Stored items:

====

PR #90, opened 2020-06-02
Fix unit tests to pass for newer OpenSSL versions

jmurty:
Adjust a couple of output checks to look for expected text anywhere
in the output, instead of at specific lines, so tests will pass
despite warning output like this:

See also #55


jmurty:
Merged with a manual rebase

PR #97, opened 2020-09-24
add test for git show --textconv

ljm42:


jmurty:
Thanks for this @ljm42

PR #98, opened 2020-09-24
prevent tests from failing if global git name/email aren't set

ljm42:


jmurty:
Thanks very much @ljm42, with this I should be able to get rid of this workaround: https://github.com/elasticdog/transcrypt/blob/0ddc0e24ad68186598ac247d794eb37fc1d327d3/.github/workflows/run-bats-core-tests.yml#L32-L38

PR #99, opened 2020-09-25
skip symlinks in pre-commit-crypt hook

dgo-:
* git show :$FILE contains for symlinks the location of the target,
  because of this they are show as not encrypted.


jmurty:
Thanks very much for this fix @dgo- I added a unit test to confirm the fix and merged it in https://github.com/elasticdog/transcrypt/commit/0ddc0e24ad68186598ac247d794eb37fc1d327d3

PR #107, opened 2020-12-28
Fix error in zsh completion

erijo:
{} should only be used when there are multiple options. Otherwise you
get the following error:

  _arguments:comparguments:325: invalid argument: (--upgrade -c
  --cipher -d --display -f --flush-credentials -p --password -r
  --rekey){--upgrade}[upgrade transcrypt]


jmurty:
Thanks for this fix @erijo, it will be included in the next release

Issue #37, opened 2017-03-10
Detection of clean repo is not reliable.


mrmachine:
I'm using codefresh to build Docker images (including the `.git` directory), with an entrypoint script that configures the git repo for transcrypt with a password from the environment, to decrypt secret files at runtime.

transcrypt thinks the git repo is dirty:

====

▸ WHAT NEEDS TO BE DONE: Copy out every line from the data above that has "repo" in it.

▸ SOLUTION:
Detection of clean repo is not reliable.
I'm using codefresh to build Docker images (including the `.git` directory), with an entrypoint script that configures the git repo for transcrypt with a password from the environment, to decrypt secret files at runtime.
transcrypt thinks the git repo is dirty:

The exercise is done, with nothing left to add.